12 min readMike ThriftMike Thrift
Section 170(h) Conservation Easements: 40% Penalties, the 2.5x Partnership Limit, and the 6% Court Allowance Rate

Two promoters of conservation easement tax shelters are now serving federal prison sentences of 25 and 23 years for orchestrating roughly $1.3 billion in fraudulent deductions. The Tax Court, in dozens of opinions, has used phrases like "ludicrous," "wholly implausible," and "firmly planted somewhere in the realm of fantasy" to describe the appraisals. And on average, when these cases go to trial, the court allows only about 6% of the deduction the partnership originally claimed — while tacking on a 40% gross valuation misstatement penalty plus interest.

Yet the underlying tax incentive — a deduction under Internal Revenue Code Section 170(h) for permanently restricting the development of land — remains one of the most powerful tools in conservation philanthropy. Family farmers, ranchers, historic property owners, and legitimate land trusts use it every year to protect open space, watersheds, and historic façades while reducing their income tax. The problem is not the statute. The problem is the way a small number of promoters retrofitted it into a retail tax shelter.

This guide walks through what a legitimate Section 170(h) deduction actually requires, why the syndicated version of the structure became a target of enforcement, what changed under the SECURE 2.0 Act, and the very specific paperwork and red flags every donor and adviser needs to understand in 2026.

What a Section 170(h) Deduction Actually Buys

A conservation easement is a legally binding restriction recorded against the deed to a piece of real property. The landowner keeps the land. The qualified organization that accepts the easement — typically a land trust or government agency — gets the perpetual right to enforce the restriction.

Under Section 170(h), a donor can claim a charitable contribution deduction equal to the diminution in fair market value caused by the easement. If your 200-acre farm is worth $4 million unrestricted but only $1.5 million after the easement bars subdivision, your deduction is $2.5 million.

To qualify, a contribution must satisfy three pillars:

1. A Qualified Real Property Interest

The donor must contribute either the entire interest (minus retained mineral rights), a remainder interest, or — most commonly — a perpetual restriction on the use of the property. The restriction must be granted "in perpetuity" and run with the land. A 30-year or 50-year restriction is not enough. State law re-recording requirements (some states require renewal every 30 years just to keep the recording active) do not, by themselves, defeat perpetuity.

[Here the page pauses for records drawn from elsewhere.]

Issue #250, opened 2024-10-23
Timer daemon.


YooSunYoung:
From the discussion with @SimonHeybrock 

Instead of having a loop or an if statement to check a timer,
we can have a daemon that publishes `Trigger` event-message every `N` seconds.
By subscribing to the message, event handlers can be triggered every `N` seconds so that it doesn't have to check the timing itself.

SimonHeybrock:
Outdated, since refactoring the entire architecture. If anything, this is something `StreamProcessor` needs to do something to address https://github.com/scipp/beamlime/blob/6f431bdc41c8e47379bf0a2f01675ed1d8e6665b/src/beamlime/core/processor.py#L44-L46. But this might not be necessary since it is not clear we will ever run into such situations that are relevant.

PR #265, opened 2024-11-13
Time-based update and window size for raw-detector view

SimonHeybrock:
This switches to a time based solution, which avoids linking the number of detectors to the update rate, and provides a more natural way of configuration.

This also adds config options instead of hard-coding the updates frequencies.

This probably makes #250 superfluous.

### DIFF
--- a/src/beamlime/applications/raw_count_handlers.py
+++ b/src/beamlime/applications/raw_count_handlers.py
@@ -110,6 +110,8 @@ class RawCountHandler(HandlerInterface):
             self.info("Updating views at %s", reference_time)
             while reference_time >= self._next_update:
                 # If there were no pulses for a while we need to skip several updates.
+                # Note that we do not simply set _next_update based on reference_time
+                # to avoid drifts.
                 self._next_update += self._update_every
             results = {}
             for name, det in self._views.items():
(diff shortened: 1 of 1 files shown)


src/beamlime/applications/raw_count_handlers.py
```diff
@@ -47,7 +47,14 @@ class RawCountHandler(HandlerInterface):
...
     """
 
-    def __init__(self, *, logger: BeamlimeLogger, nexus_file: NexusFilePath) -> None:
+    def __init__(
+        self,
+        *,
+        logger: BeamlimeLogger,
+        nexus_file: NexusFilePath,
+        update_every: float,
+        window_length: float,
```
MridulS, line 56: Can we get some docs for this in Parameters?

src/beamlime/applications/raw_count_handlers.py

2. A Qualified Organization

The donee must be a public charity, governmental unit, or a supporting organization controlled by one of those. It must also have both a commitment to protect the conservation purpose and the resources to enforce the restriction. Land trusts accredited by the Land Trust Alliance generally clear this bar, but a donee that is brand new, undercapitalized, or has no monitoring program is a problem.

3. An Exclusively Conservation Purpose, Protected in Perpetuity

The easement must serve one of four statutory purposes: preservation of land for outdoor recreation or education, protection of a relatively natural habitat, preservation of open space (for scenic enjoyment or pursuant to a governmental conservation policy), or preservation of a historically important land area or certified historic structure. And the purpose must be protected forever — meaning the deed has to address what happens if the easement is later extinguished (proceeds go to the donee for similar conservation use) and bar inconsistent uses.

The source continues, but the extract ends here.